■ **What the task asks**
Your answer should be the lines below from the one with "- Implemented a" to the one with "## Checklist - Must Complete!", both included, given again exactly and with nothing added.

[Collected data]
PR #731, opened 2022-01-11
[DNM] [router][sdk] Subgraph endpoint

jakekidd:
## The Problem

- Need to use our subgraph endpoint for health in the fallback subgraph
- No need to have hardcoded subgraph URLs in the codebase if we are serving the URLs from the endpoint
- No need to accept configured subgraph URLs when Connext will be keeping the subgraph endpoint updated with latest URLs.

## The Solution

- Implemented a call to subgraph health endpoint to replace previous health methods
- FallbackSubgraph now uses a Map of [url:string]: subgraph, enabling us to dynamically set what subgraphs are available once we've called sync().
- Removed ChainReader usage in sdk/Subgraph class.
- Remove configured subgraph URL(s) requirement. We no longer require URLs to be passed to FallbackSubgraph's constructor, since it can get them from the health endpoint.

## Checklist - Must Complete!

- [x] Make sure sync() has been called (or is in progress) when the first request is called in SDK. May need to implement a serialized queue (as a sort of thread lock) to make sure sync can be awaited in sep. threads.
- [x] Health endpoint needs some changes: add analytics endpoint, need to make sure the number options are correct.
- [x] Unit tests: need to add / flesh out unit tests for FallbackSubgraph.
- [x] Update CHANGELOG.md.


jakekidd:
Going to reimplement the config support in this PR; we need to be able to pass in configured subgraphs apparently for integration testing.

(Also, may need to reintroduce the hardcoded subgraphs for analytics, since not sure if the endpoint for analytics is going to be ready yet.)

packages/sdk/src/subgraph/subgraph.ts
```diff
@@ -168,25 +167,19 @@ export class Subgraph {
     }
   }
 
-  getSyncStatus(chainId: number): SubgraphSyncRecord {
+  getSyncStatus(chainId: number): SubgraphSyncRecord | undefined {
     const { requestContext, methodContext } = createLoggingContext(this.getSyncStatus.name);
     const records = this.sdks[chainId].records;
     this.logger.debug(
-      `Getting sync status for chain ${chainId} with ${records.length} records`,
+      `Subgraph sync status for chain ${chainId} (${records.length} records)`,
```
LayneHaber, line 174: These types of logs make it difficult to search for something in LogDNA

packages/utils/src/fallbackSubgraph.ts
```diff
@@ -36,85 +48,102 @@ type Subgraph<T extends SubgraphSdk> = {
...
   constructor(
     private readonly chainId: number,
-    // We use the URIs in sync records for reference in logging.
-    sdks: { client: T; url: string }[],
+    private readonly generateClient: (url: string) => T,
     private readonly maxLag: number,
+    private readonly domain: SubgraphDomain = SubgraphDomain.COMMON,
+    urls: string[] = [],
     private readonly stallTimeout = 10_000,
   ) {
```
LayneHaber, line 141: The interface of this utility class changes a lot, and that's not necessarily the main improvement outlined in the PR body. @rhlsthrm what would the semver procedure for this when none of the other interfaces changed?

packages/utils/src/fallbackSubgraph.ts
```diff
@@ -175,116 +225,158 @@ export class FallbackSubgraph<T extends SubgraphSdk> {
...
-          } catch (e) {
-            errors.push(e);
-          }
-        }
+      // Target this chain's endpoint.
+      const endpointUrl = endpoint.concat(`?chainId=${this.chainId}`);
+      let response: AxiosResponse<SubgraphHealth[]> | undefined = undefined;
+      try {
+        response = await axios.get(endpointUrl);
+      } catch (e) {}
```
LayneHaber, line 265: Swallowing the error is likely not a good idea (it should at least have the `message` logged at a debug level).

Also, would we explicitly not want to retry this request as well?

packages/utils/src/fallbackSubgraph.ts
```diff
@@ -313,10 +405,97 @@ export class FallbackSubgraph<T extends SubgraphSdk> {
...
+        cps: 0,
+        reliability: 0,
+        avgExecTime: 0,
+      },
+    };
+  }
 }
+
+// TODO: Remove, replace with API call / hosted data.
+export const getDeployedAnalyticsSubgraphUrls = (chainId: number, chainData?: Map<string, ChainData>): string[] => {
```
LayneHaber, line 450: Any particular reason for the function name change? Otherwise breaks interfaces unnecessarily

LayneHaber (changes requested):
Looks like this needs more changes for test coverage. Couple of questions:

1. Is the hosted URL ready?
2. Should we include analytics URL in the chain data and pull from there?
3. It seems like there's a lot of additional changes outside of the url switch, some of which break interfaces. Can we separate those changes out?

In the future, let's leave PRs as drafts until they're ready for review

packages/utils/src/fallbackSubgraph.ts
jakekidd: We could retry this.

Also, I'm not going to log it here, but I'll attach the error to the subgraph sync record. The real reason we ignore the error is because it basically just indicates the health endpoint is down / currently not supported - meaning we should resort to using the getBlockNumber method.

packages/utils/src/fallbackSubgraph.ts
jakekidd: why? who's calling this? They shouldn't be - and this should be removed. This hardcoded stuff is intended to be deprecated when there's a health endpoint for analytics as well.

jakekidd:
> Looks like this needs more changes for test coverage. Couple of questions:
> 
> 1. Is the hosted URL ready?
> 2. Should we include analytics URL in the chain data and pull from there?
> 3. It seems like there's a lot of additional changes outside of the url switch, some of which break interfaces. Can we separate those changes out?
> 
> In the future, let's leave PRs as drafts until they're ready for review

1. Yep. See for yourself: https://subgraph-ts-worker.connext.workers.dev/subgraph_health/?chainId=137
2. Yeah I would honestly rather implement this as a second step / separate PR. The analytics subgraphs can stay hardcoded for now, but personally I think we should have a separate health endpoint that basically 
3. I need more clarification on who's interfacing with FallbackSubgraph and the hardcoded analytics urls method. Internally, all interfacing has been adjusted. Otherwise, it wouldn't compile.

Also unfortunately, this PR has kinda always been ready for review. I implemented it one way, then received the feedback that it should be done another way. Would be great if we could go back from r4r -> draft, but can't afaik.

Otherwise, a lot of the CI failures have been integration test, which I haven't been able to validate beforehand locally (due to my computer not being set up for that yet), so I take responsibility for labeling this as r4r in order to use CI lol. Can we get CI to work with drafts?

packages/utils/src/fallbackSubgraph.ts
rhlsthrm: I think it's fine to leave the same names for the functions since these are external. Let's not make assumptions about who is calling what. This function should not necessarily be deprecated, it should use chainData instead if it can.

packages/utils/src/fallbackSubgraph.ts
LayneHaber: Consensus: not really guaranteed that we are the only consumers of these functions, will release at `0.2.0`

packages/utils/test/fallbackSubgraph.spec.ts
```diff
@@ -0,0 +1,90 @@
...
+    beforeEach(() => {
+      stub(fallbackSubgraph as any, "getOrderedSubgraphs").returns(mockOrderedSubgraphs);
+      mockFailingSubgraphSdkMethod = stub().rejects(failingSubgraphSdkError);
+    });
+    it("happy: should return first successful result, and update metrics", async () => {});
+    it("should retry if initial method call throws", async () => {});
+    it("should resort to next subgraph in orderedSubgraphs if first one fails", async () => {});
+    it("should throw if syncRequired and no subgraphs are synced", async () => {});
+    it("should throw if no subgraphs available", async () => {});
+    it("should throw if none of the subgraph clients succeeded", async () => {});
```
LayneHaber, line 76: if we want to merge without the unit tests, then they should be skipped so we dont get the false impression they are actually implemented (as they will appear "passing").

but i dont think we should merge without the unit tests, especially because there's a lot of error handling logic that wouldn't necessarily be hit in the load tests

LayneHaber (changes requested):
Needs to have the unit tests implemented before merge.

When releasing, we should release at 0.2.0 to reflect the interface changes. Since all of these classes/functions are exported, we can't make any assumptions about who is or isn't consuming them

packages/utils/test/fallbackSubgraph.spec.ts
jakekidd: yep left this as a placeholder then forgot about it lol, on it now

jakekidd:
> Needs to have the unit tests implemented before merge.
> 
> When releasing, we should release at 0.2.0 to reflect the interface changes. Since all of these classes/functions are exported, we can't make any assumptions about who is or isn't consuming them

Oh to clarify, my question about who is consuming them was really rhetorical... imo, the interfaces that changed here should *not* have been consumed by anyone outside the library.

In an ideal world they wouldn't be exported to outside the library at all... but that's a sep. convo

packages/utils/src/fallbackSubgraph.ts
```diff
@@ -36,85 +48,127 @@ type Subgraph<T extends SubgraphSdk> = {
...
+type SubgraphHealthError = {
+  message: string;
+  block: number;
+  handler: any;
+};
+
+type SubgraphHealth = {
+  data: {
+    // TODO: Deprecate this unnecessary wrapping object.
+    indexingStatusForCurrentVersion: {
```
LayneHaber, line 61: If we are releasing a breaking change, and this isn't live yet, why not just deprecate now?

LayneHaber: Oh is this nested in a `data.data.indexingStatusForCurrentVersion`? Let's just fix this now

LayneHaber (commented):
Seems like the tech debt is easy enough to just address now

packages/sdk/src/subgraph/subgraph.ts
```diff
@@ -168,25 +167,16 @@ export class Subgraph {
...
-        synced: false,
-        syncedBlock: 0,
-        latestBlock: 0,
-      }
-    );
+    this.logger.debug("Retrieved subgraph sync status.", requestContext, methodContext, {
+      chainId,
+      records,
+      // For easy searching of "no records found" in logs.
+      recordsFounds: records.length > 0,
```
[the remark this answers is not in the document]
jakekidd: I founds the precious recordsis

LayneHaber (approved):
🎉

■ **Expected output**
- Implemented a call to subgraph health endpoint to replace previous health methods
- FallbackSubgraph now uses a Map of [url:string]: subgraph, enabling us to dynamically set what subgraphs are available once we've called sync().
- Removed ChainReader usage in sdk/Subgraph class.
- Remove configured subgraph URL(s) requirement. We no longer require URLs to be passed to FallbackSubgraph's constructor, since it can get them from the health endpoint.

## Checklist - Must Complete!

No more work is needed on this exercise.